Abood wrote:Lenin was a fuckin' reactionary.
Uh huh. Transforming a semifeudal backwater into a modern state, laying the foundations of a successful command economy, implementing the most progressive social laws of his time... fucking reactionary indeed.
Abood wrote:He took power and didn't bare losing it.
First of all, Lenin was hardly a dictator and there were times when his ideas were rejected. Second, even if he had been a dictator, in what way does this make his policies reactionary? The dictatorship of Ataturk was more progressive than a democratic regime at the time could have been.
Abood wrote:Whenever the workers revolted, he crushed them on the claim that "it's for the workers' own good."
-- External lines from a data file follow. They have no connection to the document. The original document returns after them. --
PR #4125, opened 2026-06-13
fix: don't round urgency in _urgency command

Ram-Z:
Rounding causes sorting output of _urgency to not match the sorting of any reports.


djmitche (approved):
Looks good - any chance you could add a test, at least for the sorting?

Ram-Z:
I don't think that `_urgency` allows sorting, what I was referring to was sorting it externally, i.e. `task _urgency | sort -k4n`.

djmitche:
Got it, thanks!

PR #4136, opened 2026-06-27
Burndown performance overhaul

### LINKED ISSUE #3412: slow burndown.daily report
### Discussed in https://github.com/GothenburgBitFactory/taskwarrior/discussions/3307

<div type='discussions-op-text'>

<sup>Originally posted by **gour** March 28, 2024</sup>
Hello!

While anticipating 3.0 to arrive into my distribution, I wonder if it should improve time to complete `burndown` reports?

For instance, here is what I currently get wit h2.6.2:

```
Executed in  167.89 secs    fish           external
   usr time   56.11 secs  307.00 micros   56.11 secs
   sys time  111.29 secs  144.00 micros  111.29 secs
```

which is useless for some interactive shell scripting...
 </div>

ashprice:
Closes https://github.com/GothenburgBitFactory/taskwarrior/issues/3412 (planned PRs will likely help as well.)

# Overview of changes

I have tried to make the code as self-documenting as possible with comments. This said, here is a tldr:
- The original `scan()` function used loops that checked `while (from < now)` on every period between a task's entry date and the present, which is slow. Now we pre-quantize tasks into epochs, and then use a map to look them up instead of scanning.
- The original burndown report, as far as I understand, was DST-unsafe. This has been fixed (as far as I can tell). Tested using `libfaketime`. No more gaps if you just so happen to be using TW at 1:30AM on 2 days of the year. 
- Quantization is now done via two routes. First, we count tasks for the bars using the quantization of the chart mode (daily/weekly/monthly). Second, we track the peak count quantized by day (because the fix rate is always calculated by day). Although the peak count is quantized by day, it should be noted that the final sum calculates against an unquantized `now` - ie. the hours, minutes, and seconds since midnight also count. 
- Peak calculation uses a difference array which is prefix-summed in the `finalize()` function. 
- Bars are iterated based on the bars that are visible, not the _n_k possible epochs. 
- Ultimately two passes made sense, so we do quantization once and cache it. 
- Threw in an annual burndown report, because why not. Looks a bit silly though, should probably change it to show less bars if there's nothing in them. 

There are quite a lot of changes here, so please ask questions if anything is unclear. My first attempt at this caused a lot of regressions, as far as I can tell the report is equivalent in functionality now and is lacking in bugs. The only difference from the previous report on the user-side is that the fix rate can be rounded slightly differently, leading to a single decimal point difference.

### DIFF
--- a/doc/man/task.1.in
+++ b/doc/man/task.1.in
@@ -166,6 +166,10 @@ the 'burndown.weekly' report. Is affected by the context.
 Shows a graphical burndown chart, by month. Is affected by the context.
 
 .TP
+.B task <filter> burndown.annual
+Shows a graphical burndown chart, by year. Is affected by the context.
+
+.TP
 .B task calendar [due|<month> <year>|<year>] [y]
 Shows a monthly calendar with due tasks marked.  Shows one horizontal line of
 months.  If the 'y' argument is provided, will show at least one complete year.
--- a/src/commands/CmdBurndown.cpp
+++ b/src/commands/CmdBurndown.cpp
@@ -25,21 +25,19 @@
 ////////////////////////////////////////////////////////////////////////////////
 
 #include <cmake.h>
-// cmake.h include header must come first
-
+// cmake.h include must come first.
 #include <CmdBurndown.h>
 #include <Context.h>
 #include <Datetime.h>
 #include <Duration.h>
 #include <Filter.h>
 #include <format.h>
-#include <math.h>
-#include <shared.h>
 #include <string.h>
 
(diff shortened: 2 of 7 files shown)


djmitche (approved):
This looks great!

I don't profess to understand the algorithm at any level of detail, but nothing here has me worried. And I can confirm that not only do tests pass, but this renders the same burndown as the latest release version for my personal task DB (and does so much more quickly).

There are a bunch of C++-level fixes and modernizations mixed in here, too, and those all look great. I especially appreciate the use of closures for simplifying the core of the implementation.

And it was. Had the RSFSR fallen, the poor, oppressed, etc. peasants would have suffered more than they had suffered under the most draconian of Lenin's policies.
Abood wrote:I think Lenin was a reactionary in crushing opposition I believe was more progressive.
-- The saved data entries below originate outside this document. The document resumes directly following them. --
PR #4163, opened 2026-07-31
Fix build on Haiku

carmiac:
I've started playing around with HaikuOS again, so I'll be opening a small series of PRs. This one gets taskwarrior to build on Haiku, tests on a recent nightly and also on linux to make sure it didn't break anything. With this, it passes 166 of the 178 tests on Haiku.  I'll be putting together a PR to deal with those failures separate.


djmitche (approved):
Nice! Is it possible to add GH support for testing this?

PR #676, opened 2016-04-30
use standard array container

ssiloti:


arvidn:
nice

arvidn:
that test failure presumably is not related to this patch, right? does it pass locally for you, on windows?

ssiloti:
It passes for me locally. I doubt it's related to this patch.

PR #680, opened 2016-05-01
minor refactoring to move-storage patch

arvidn:


arvidn:
@glassez would you mind taking a look at this patch? it's an update to your patch I just pulled.

src/storage.cpp
```diff
@@ -1061,32 +1068,34 @@ namespace libtorrent
...
 		}
 
-		for (std::string subdir: subdirs)
+		for (std::string const& s : subdirs)
 		{
-			e.clear();
-			while (!subdir.empty() && !e)
+			error_code err;
+			std::string subdir = combine_path(old_save_path, s);
+			while (subdir != old_save_path && !err)
```
glassez: Why?
empty() is faster than comparison.

arvidn: combine_path isn't though. this saves a call to that inside the loop. the comparison here will most likely be quite fast too, since the strings have different length (that should be an early exit)

glassez: ok.

glassez:
>would you mind taking a look at this patch?

Looks OK. If it will take tests, then it shouldn't be a problem.
Although I haven't watched it thoroughly.

PR #681, opened 2016-05-01
add move ctor to entry

ssiloti:


include/libtorrent/entry.hpp
```diff
@@ -154,6 +155,7 @@ namespace libtorrent
 #endif
 		entry& operator=(bdecode_node const&);
 		entry& operator=(entry const&);
+		entry& operator=(entry&&);
 		entry& operator=(dictionary_type const&);
 		entry& operator=(string_type const&);
 		entry& operator=(list_type const&);
```
arvidn: this reminds me. the internal object we hold should probably be move-constructed in here too. I wonder if it would make sense to replace some of the internals here with boost.variant. I'm not sure how similar it is to what's coming in c++17 though..

arvidn:
lgtm

PR #682, opened 2016-05-01
update CMakeLists.txt to build with C++11

arvidn:


arvidn:
@jpetso does this look good (as a first step at least)?

aldenml:
@arvidn just to know about the status of this PR.

jpetso:
That looks good to me. I'll close my other PR, making the assumption that using it from a C++14/17 binary doesn't end up in (Boost) ABI issues. Sorry for having dragged this out longer than necessary, and thanks for considering it as the default.

PR #684, opened 2016-05-01
remove mutex in natpmp

arvidn:


arvidn:
merged with the upnp PR

PR #685, opened 2016-05-01
Msvc warnings

arvidn:


ajax16384:
thanks for fixing rest of msvc warns

arvidn:
there are plenty more :) this is just ehwn building examples. and when I build locally (with msvc-12.0) I get a lot more too for some reason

What progressive opposition? The peasant utopianism of left SRs? In any case, none of the opposition parties and movement could ever have formed a regime, so the question of how progressive that regime would have been is moot. Not to mention that they were a threat to the existing progressive regime.
Citizen J wrote:Only that which cannot be assailed is worthy of inclusion in the body of scientific knowledge.
What can't be assailed usually isn't fit to be in elementary school textbook, since including it would be an insult to the pupils' intelligence. Science isn't founded on tautologies.